_Entries provided_
PR #71, opened 2016-10-12
CreateContainer ID pool for creating better id mechanism

kursatkobya:
Change container of m_containers from vector to map
Install proper id pool mechanism

### DIFF
--- a/agent/src/softwarecontaineragent.cpp
+++ b/agent/src/softwarecontaineragent.cpp
@@ -2,18 +2,18 @@
 #include <cstdint>
 
 SoftwareContainerAgent::SoftwareContainerAgent(
-		Glib::RefPtr<Glib::MainContext> mainLoopContext
-		, int preloadCount
-		, bool shutdownContainers
-		, int shutdownTimeout)
+        Glib::RefPtr<Glib::MainContext> mainLoopContext
+        , int preloadCount
+        , bool shutdownContainers
+        , int shutdownTimeout)
 : m_mainLoopContext(mainLoopContext)
 , m_preloadCount(preloadCount)
 , m_shutdownContainers(shutdownContainers)
 {
-	m_containerIdPool.push_back(0);
-	m_softwarecontainerWorkspace = std::make_shared<Workspace>();
-	triggerPreload();
-	m_softwarecontainerWorkspace->m_containerShutdownTimeout = shutdownTimeout;
+    m_containerIdPool.push_back(0);
+    m_softwarecontainerWorkspace = std::make_shared<Workspace>();
+    triggerPreload();
+    m_softwarecontainerWorkspace->m_containerShutdownTimeout = shutdownTimeout;
 }
 
 SoftwareContainerAgent::~SoftwareContainerAgent()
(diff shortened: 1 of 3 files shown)


agent/src/softwarecontaineragent.cpp
```diff
@@ -106,29 +116,35 @@ bool SoftwareContainerAgent::parseConfig(const std::string &config)
...
+
+	SoftwareContainer *container;
+	if (m_preloadedContainers.size() != 0) {
+		container = m_preloadedContainers[0].release();
+		m_preloadedContainers.erase(m_preloadedContainers.begin());
+	} else {
+		container = new SoftwareContainer(m_softwarecontainerWorkspace);
+	}
+
+	ContainerID availableID = m_containerIdPool.back();
```
breakreturn: How about having the ID generation as a separate entity, e.g. a class or method so it can be tested separately?

agent/src/softwarecontaineragent.cpp
```diff
@@ -31,24 +33,32 @@ void SoftwareContainerAgent::triggerPreload()
 
 void SoftwareContainerAgent::deleteContainer(ContainerID containerID)
 {
-    bool valid = ((containerID < m_containers.size()) && (m_containers[containerID] != nullptr));
-    if (valid) {
-        m_containers[containerID] = nullptr;
-    } else {
-        log_error() << "Invalid container ID " << containerID;
-    }
+	bool valid = ((containerID < UINT32_MAX )
```
breakreturn: Put the two identical checks for validity in a private method, or inside the "ID generator class" I proposed below, if that works out.

agent/unit-test/softwarecontaineragent_unittest.cpp
```diff
@@ -53,12 +53,33 @@ class SoftwareContainerAgentTest: public ::testing::Test
...
+	bool retval = sca->checkContainer(id, container);
+	ASSERT_TRUE(retval == false);
 }
+/*
+ * Stress test written for creation + deletion
+ * It takes too much time, thus commented out
+ *
+TEST_F(SoftwareContainerAgentTest, StressCreateDeleteContainer) {
+	ContainerID id = 0;
+	for (auto i = 0 ; i < UINT32_MAX; i++) {
```
frznlogic: I don't think stress tests should be in the unit tests, what do @breakreturn think? 

If we keep the test here, we should be able to  just lower how many times we run it to like ... 2-3000 iterations or something that takes a reasonable amount of time.

agent/src/softwarecontaineragent.cpp
```diff
@@ -106,29 +116,35 @@ bool SoftwareContainerAgent::parseConfig(const std::string &config)
...
-
-    return id;
+	profilepoint("createContainerStart");
+	profilefunction("createContainerFunction");
+
+	parseConfig(config);
+
+	SoftwareContainer *container;
+	if (m_preloadedContainers.size() != 0) {
+		container = m_preloadedContainers[0].release();
```
frznlogic: Indentation feels a bit off, 8 instead of 4 spaces?

agent/src/softwarecontaineragent.cpp
kursatkobya: Sure, It makes lots of sense to make an inline function to check valid id. I am on it

agent/src/softwarecontaineragent.cpp
kursatkobya: Finding suitable id can be a function you are right. But testing only id pool won't have more meaning testing std::vectors. 
Please see the changes

agent/unit-test/softwarecontaineragent_unittest.cpp
kursatkobya: It was just commented out, i can remove it entirely if needed,

frznlogic: I think the test could be lowered in iterations and still be valid, but I'd also like to hear what Joakim says about it first.

agent/src/softwarecontaineragent.cpp
```diff
@@ -20,225 +22,245 @@ SoftwareContainerAgent::~SoftwareContainerAgent()
...
-                return false;
-            }
-        }
-    } else {
-        log_error() << "Root JSON element is not an array";
-        return false;
-    }
-
-    return true;
+	if (config.size() == 0) {
```
breakreturn: This chunk seems to be indented wrong. Please review the whole commit according to the style guidelines.

agent/unit-test/softwarecontaineragent_unittest.cpp
breakreturn: If we have stress tests that would require a lot of time or some special treatment I think we should put them in separate suites and make it possible to deselect them easily so the CI system essentially can choose to run them and developers can choose to skip. W.r.t. unit-tests or not, these types of tests will IMHO fall into the third, slightly undefined, category between proper unit-tests and the service-tests. In any case, are stress testing the creation of container related to container ID? This should perhaps be done with a different scope.

agent/src/softwarecontaineragent.cpp
kursatkobya: Sorry for inconvenience, indentation is fixed. Please check again.

agent/src/softwarecontaineragent.cpp
```diff
@@ -1,14 +1,16 @@
...
 
 SoftwareContainerAgent::SoftwareContainerAgent(
         Glib::RefPtr<Glib::MainContext> mainLoopContext
         , int preloadCount
         , bool shutdownContainers
         , int shutdownTimeout)
-    : m_mainLoopContext(mainLoopContext)
-    , m_preloadCount(preloadCount)
-    , m_shutdownContainers(shutdownContainers)
+: m_mainLoopContext(mainLoopContext)
```
frznlogic, line 9: I actually think this should be indented, see the style guide please ;).

agent/src/softwarecontaineragent.cpp
kursatkobya: Sorry for inconvenience, indentation is fixed. Please check again.

agent/src/softwarecontaineragent.cpp
```diff
@@ -29,26 +31,33 @@ void SoftwareContainerAgent::triggerPreload()
     }
 }
 
+inline bool SoftwareContainerAgent::isIdValid (ContainerID containerID)
+{
+    return ((containerID < UINT32_MAX )
```
frznlogic: Final space between UINT32_MAX and )

agent/src/softwarecontaineragent.cpp
```diff
@@ -29,26 +31,33 @@ void SoftwareContainerAgent::triggerPreload()
...
+            && (containerID >= 0 )
```
frznlogic: Here also

agent/unit-test/softwarecontaineragent_unittest.cpp
kursatkobya: I agree, so it is already commented out in the softwarecontaineragent_unittest.cpp just for notice.
The aim of stress test was actually to observe correctness of creation/deletion sequence.
I can remove it if you feel it is bettter way.

agent/unit-test/softwarecontaineragent_unittest.cpp
```diff
@@ -37,28 +37,49 @@ class SoftwareContainerAgentTest: public ::testing::Test
...
 
     void SetUp() override
-    {
+            {
         sca = new SoftwareContainerAgent(
-                      m_context
-                    , m_preloadCount
-                    , m_shutdownContainers
-                    , m_shutdownTimeout);
+                m_context
```
frznlogic: I'd move the , to the end of the lines as well, we changed that style a few weeks ago as it makes more sense.

agent/unit-test/softwarecontaineragent_unittest.cpp
```diff
@@ -37,28 +37,49 @@ class SoftwareContainerAgentTest: public ::testing::Test
     std::shared_ptr<Workspace> workspace;
 
     void SetUp() override
-    {
+            {
```
frznlogic: Why is this indented so far?

agent/unit-test/softwarecontaineragent_unittest.cpp
frznlogic: So basically one more test suite which can be run on CI machines with component tests?

breakreturn: Yes, another suite sounds easiest. What exactly is the easiest way to select/deselect and organize tests depends on the framework used I'd say, but both in the case of gtest and py.test I think it would be "suites". Let's move stress tests to a different separate update perhaps?

agent/src/softwarecontaineragent.cpp
kursatkobya: I don't believe there is a problem with this. parameters are not in the same indentation level with initializer lists. And i have checked with style guide. I couldn't find any contradiction .

Please guide me if you feel this is wrong.

agent/unit-test/softwarecontaineragent_unittest.cpp
kursatkobya: I did not write this part of the code but i have seen C++ formatting guidelines was suggesting to use ',' at the start .

agent/unit-test/softwarecontaineragent_unittest.cpp
kursatkobya: So i removed commented out lines of stress test.

agent/src/softwarecontaineragent.cpp
kursatkobya: Fixed

agent/src/softwarecontaineragent.cpp
kursatkobya: Fixed

agent/src/softwarecontaineragent.cpp
```diff
@@ -29,26 +31,33 @@ void SoftwareContainerAgent::triggerPreload()
     }
 }
 
+inline bool SoftwareContainerAgent::isIdValid (ContainerID containerID)
+{
+    return ((containerID < UINT32_MAX)
+            && (containerID >= 0)
+            && (m_containers.find(containerID)!= m_containers.end()));
```
tobsan: Can we use m_container.count(containerID) instead?

tobsan (approved):

agent/src/softwarecontaineragent.cpp
kursatkobya: You are right and done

_Exercise brief_
What you give back must match the material exactly, beginning with its first line and ending with the line holding "#include <cstdint>".

_Answer to the exercise_
PR #71, opened 2016-10-12
CreateContainer ID pool for creating better id mechanism

kursatkobya:
Change container of m_containers from vector to map
Install proper id pool mechanism

### DIFF
--- a/agent/src/softwarecontaineragent.cpp
+++ b/agent/src/softwarecontaineragent.cpp
@@ -2,18 +2,18 @@
 #include <cstdint>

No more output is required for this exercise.